Learning from hierarchical spatiotemporal descriptors for micro-expression recognition

Micro-expression recognition aims to infer genuine emotions that people try to conceal from facial video clips. It is a very challenging task because micro-expressions have a very low intensity and short duration, which makes micro-expressions difficult to observe. Recently, researchers have designed various spatiotemporal descriptors to describe micro-expressions. It is notable that for better capturing the low-intensity facial muscle movement, a fixed spatial division grid, 8× 8 for example, is commonly used to partition the facial images into a few facial blocks before extracting descriptors. However, it is hard to choose an ideal division grid for different micro-expression samples because the division grids affect the discriminative ability of spatiotemporal descriptors to distinguish micro-expressions.
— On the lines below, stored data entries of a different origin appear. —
PR #473, opened 2016-08-04
Let relay tables check the remote process name

akshayjshah:
In order to build some internal TChannel relays, we need the relay table to behave differently depending on who the remote peer is. Since this use case is only for a short-term migration, we'll identify the remote peer by process name. This PR makes two small changes:

* It adds an efficient way for connections to check whether the remote peer matches one of a pre-configured list of process name prefixes. This is checked only once, when the connection is established.
* It adds a narrow `relay.Conn` interface to expose this new method, and passes the connection into the routing table's `Get` method.

### DIFF
--- a/connection_test.go
+++ b/connection_test.go
@@ -748,3 +748,19 @@ func TestConnectTimeout(t *testing.T) {
 		close(testComplete)
 	})
 }
+
+func TestConnectionProcessPrefixes(t *testing.T) {
+	opts := testutils.NewOpts().NoRelay().SetProcessName("nodejs-hyperbahn")
+	testutils.WithTestServer(t, opts, func(ts *testutils.TestServer) {
+		clientOpts := testutils.NewOpts().NoRelay().SetProcessPrefixes("nod", "nodejs-hyperbahn", "", "hyperbahn")
+		client := ts.NewClient(clientOpts)
+
+		ctx, cancel := NewContextBuilder(testutils.Timeout(100 * time.Millisecond)).Build()
+		defer cancel()
+		conn, err := client.Connect(ctx, ts.HostPort())
+		require.NoError(t, err, "Unexpected error connecting to test server.")
+
+		matches := conn.RemoteProcessPrefixMatches()
+		assert.Equal(t, []bool{true, true, true, false}, matches, "Unexpected prefix matches.")
+	})
+}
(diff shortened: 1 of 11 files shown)


relay.go
```diff
@@ -170,10 +170,11 @@ type Relayer struct {
 	// It stores remappings for all response frames read on this connection.
 	inbound *relayItems
 
-	peers   *PeerList
-	conn    *Connection
-	logger  Logger
-	pending atomic.Uint32
+	peers     *PeerList
+	conn      *Connection
+	relayConn relay.Conn // cast and allocate once
```
prashantv: Since the `conn` is a pointer already, the conversion to an interface is pretty cheap (no allocs). I'd drop the field and pass it directly

connection_test.go
```diff
@@ -748,3 +748,19 @@ func TestConnectTimeout(t *testing.T) {
...
 	})
 }
+
+func TestConnectionProcessPrefixes(t *testing.T) {
+	opts := testutils.NewOpts().NoRelay().SetProcessName("nodejs-hyperbahn")
+	testutils.WithTestServer(t, opts, func(ts *testutils.TestServer) {
+		clientOpts := testutils.NewOpts().NoRelay().SetProcessPrefixes("nod", "nodejs-hyperbahn", "", "hyperbahn")
+		client := ts.NewClient(clientOpts)
+
+		ctx, cancel := NewContextBuilder(testutils.Timeout(100 * time.Millisecond)).Build()
```
prashantv: Don't need the builder here since we're not setting any custom context properties. Since we don't rely on timeout in the test, we can do what most of the tests do, `ctx, cancel := NewContext(time.Second)`

connection_test.go
```diff
@@ -748,3 +748,19 @@ func TestConnectTimeout(t *testing.T) {
 		close(testComplete)
 	})
 }
+
+func TestConnectionProcessPrefixes(t *testing.T) {
+	opts := testutils.NewOpts().NoRelay().SetProcessName("nodejs-hyperbahn")
+	testutils.WithTestServer(t, opts, func(ts *testutils.TestServer) {
+		clientOpts := testutils.NewOpts().NoRelay().SetProcessPrefixes("nod", "nodejs-hyperbahn", "", "hyperbahn")
```
prashantv: nit: don't need `NoRelay` when creating a client

relay.go
```diff
@@ -266,7 +268,7 @@ func (r *Relayer) getDestination(f lazyCallReq, cs relay.CallStats) (*Connection
 	}
 
 	// Get the destination
-	selectedPeer, err := r.hosts.Get(f)
+	selectedPeer, err := r.hosts.Get(f, r.relayConn)
```
prashantv: (only do this if it's not a lot of extra work) Can we add a test to make sure that when the relay calls `Get`, this is not nil.

connection_test.go
akshayjshah: yeah...the default feels strange here. Will change.

prashantv:
lgtm

PR #474, opened 2016-08-04
introspection: Only include other channels if requested

prashantv:
In our internal relaying system, we'll be creating a large number
of relays, and the OtherChannels just floods the output, so disable
it by default. If we're debugging issues where we think there's multiple
channels in a process, we can enable the IncludeOtherChannels at that
point.


akshayjshah:
:sadpanda: that we need this, but lgtm

PR #475, opened 2016-08-05
json: Fix incorrect error message on connect failures

prashantv:
JSON prepends context on failures, but there was no context if
the connection failed. Add "connect" as the context when starting
the call.


akshayjshah:
Amended PR title to disambiguate "incorrect message" from "severe error". Otherwise LGTM.

PR #476, opened 2016-08-05
Expose routing delegates through relay.CallFrame

akshayjshah:
To make forwarding decisions, implementations of `relay.Hosts` need access to the
`rd` transport header. Expose it via the `relay.CallFrame` interface.

### DIFF
--- a/relay_messages.go
+++ b/relay_messages.go
@@ -27,7 +27,10 @@ import (
 	"time"
 )
 
-var _callerNameKeyBytes = []byte(CallerName)
+var (
+	_callerNameKeyBytes      = []byte(CallerName)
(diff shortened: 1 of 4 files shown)


relay_messages.go
```diff
@@ -115,6 +117,9 @@ func newLazyCallReq(f *Frame) lazyCallReq {
 		if bytes.Equal(key, _callerNameKeyBytes) {
 			cr.caller = val
 		}
+		if bytes.Equal(key, _routingDelegateKeyBytes) {
```
prashantv: nit: suggest `else if` since key can't match both.

prashantv:
lgtm with minor comment

PR #477, opened 2016-08-05
relay: Add support for outgoing calls from a relay

prashantv:
If an ID is not found in the relay items, try to forward the frame
using the outbound exchange. If that fails, we return the original
error that caused handleNonCallReq to fail.


akshayjshah:
impressed_okay

:shipit:

PR #480, opened 2016-08-09
Restore the original Registrar interface

yurishkuro:
Extending Registrar interface in #426 caused compile errors in ringpop-go. This change restores the original Registrar interface and pulls the tracer from it by casting to TracerProvider

### DIFF
--- a/tracing.go
+++ b/tracing.go
@@ -34,6 +34,11 @@ import (
 	"golang.org/x/net/context"
 )
 
+// TracerProvider returns an OpenTracing Tracer
+type TracerProvider interface {
+	Tracer() opentracing.Tracer
+}
+
 // zipkinSpanFormat defines a name for OpenTracing carrier format that tracer may support.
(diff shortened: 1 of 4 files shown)


tracing.go
```diff
@@ -34,6 +34,11 @@ import (
 	"golang.org/x/net/context"
 )
 
+// TracerProvider returns an OpenTracing Tracer
+type TracerProvider interface {
```
prashantv: Is there any advantages to having this be public? While the other option would duplicate the interface, I wonder if it's better to keep the tchannel API smaller

yurishkuro: well, the only reason is that it's used from json and thrift packages. But we could have a public helper method in tracing.go to extract the tracer from the registrar, wdyt?

prashantv: Separate public method seems a little better, let's do that.

prashantv:
lgtm

PR #481, opened 2016-08-09
Enable crossdock tests in Travis

yurishkuro:
Image is published to `tchannelhub/xdock-go` by user `uberbot`

@abhinav @breerly


.travis.yml
```diff
@@ -7,12 +8,16 @@ go:
   - 1.6
   - 1.7rc6
   - tip
-install: make install_ci
 env:
- # Set higher timeouts for Travis
- - TEST_TIMEOUT_SCALE=20
+  global:
+    - DOCKER_COMPOSE_VERSION=1.6.0
```
breerly: Might as well run the latest version, `1.8.0`.

abhinav:
LGTM @breerly?

breerly:
Looking

.travis.yml
```diff
@@ -1,18 +1,55 @@
...
- - make test_ci
- - make cover_ci
- - make lint
+- make test_ci
+- make cover_ci
+- make lint
+- make crossdock_ci
 
+after_success:
+- export REPO=tchannelhub/xdock-go
```
breerly: this looks like it breaks convention - I would expect `tchannel/tchannel-go`

breerly:
:shipit:

.travis.yml
yurishkuro: well, (a) the org `tchannel` is taken, (b) we used `xdock-go` / `xdock-py` image names in Jaeger clients as well because these images actually have nothing to do with tchannel or Jaeger, they are test images, so it seems more appropriate to name them with "crossdock".

breerly: Aha 👍

.travis.yml
```diff
@@ -1,18 +1,55 @@
+sudo: required
```
prashantv: Hmm, this will slow down our Travis runs (which already aren't super fast to begin with)

I'm assuming that's needed to run docker? Is there any way we can only require sudo for some specific parameters, and only run the docker tests for a specific version?

breerly: If I remember correctly, It was needed to upgrade docker to a custom version. Could be, with a little work to the Docker Compose pieces below, that this could be removed. I could be wrong though.

breerly: nm, looks like it is required

https://docs.travis-ci.com/user/docker/

breerly: We're probably better off running Crossdock for every version, unless there is a big time savings.

yurishkuro: we could do that, but we still want to publish the image only once after_success

prashantv: It looks like the run time went from ~3-4 minutes to ~5-7 minutes. I really want Travis to be < 5 minutes for a change, and we've already been creeping up slowly, this one jumps up significantly.

Since 99% of TChannel PRs don't touch tracing, I don't want every Travis run for each small change to get significantly slower without a large benefit.

breerly: Perhaps we could use Travis' matrix feature to parallelize the regular test suite with the Crossdock tests.

yurishkuro: that's what I am going in tchannel-python, as it already uses the matrix. Not quite sure how to do it in Go.

yurishkuro:
@prashantv @breerly ok, as usual with the makefile, quite a bit of nastiness, but the crossdock test now runs as a separate/parallel build step, and the image is only published from that step

.travis.yml
```diff
@@ -1,18 +1,58 @@
...
+dist: trusty
```
yurishkuro: issue in Travis - bottom of https://github.com/travis-ci/travis-ci/issues/5142

crossdock/docker-compose.yml
```diff
@@ -4,16 +4,16 @@ services:
     crossdock:
         image: crossdock/crossdock
         links:
-            - go
+            - go, python
```
breerly: I believe I trim whitespace, but you probably don't want a space here.

yurishkuro:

To address this problem, in this paper, we design a hierarchical spatial division scheme for spatiotemporal descriptor extraction. By using the proposed scheme, it would not be a problem to determine which division grid is most suitable regarding different micro-expression samples. Furthermore, we propose a kernelized group sparse learning (KGSL) model to process hierarchical scheme based spatiotemporal descriptors such that they are more effective for micro-expression recognition tasks. To evaluate the performance of the proposed micro-expression recognition method consisting of the hierarchical scheme based spatiotemporal descriptors and KGSL, extensive experiments are conducted on two public micro-expression databases: CASME II and SMIC. Compared with many recent state-of-the-art approaches, our method achieves more promising recognition results.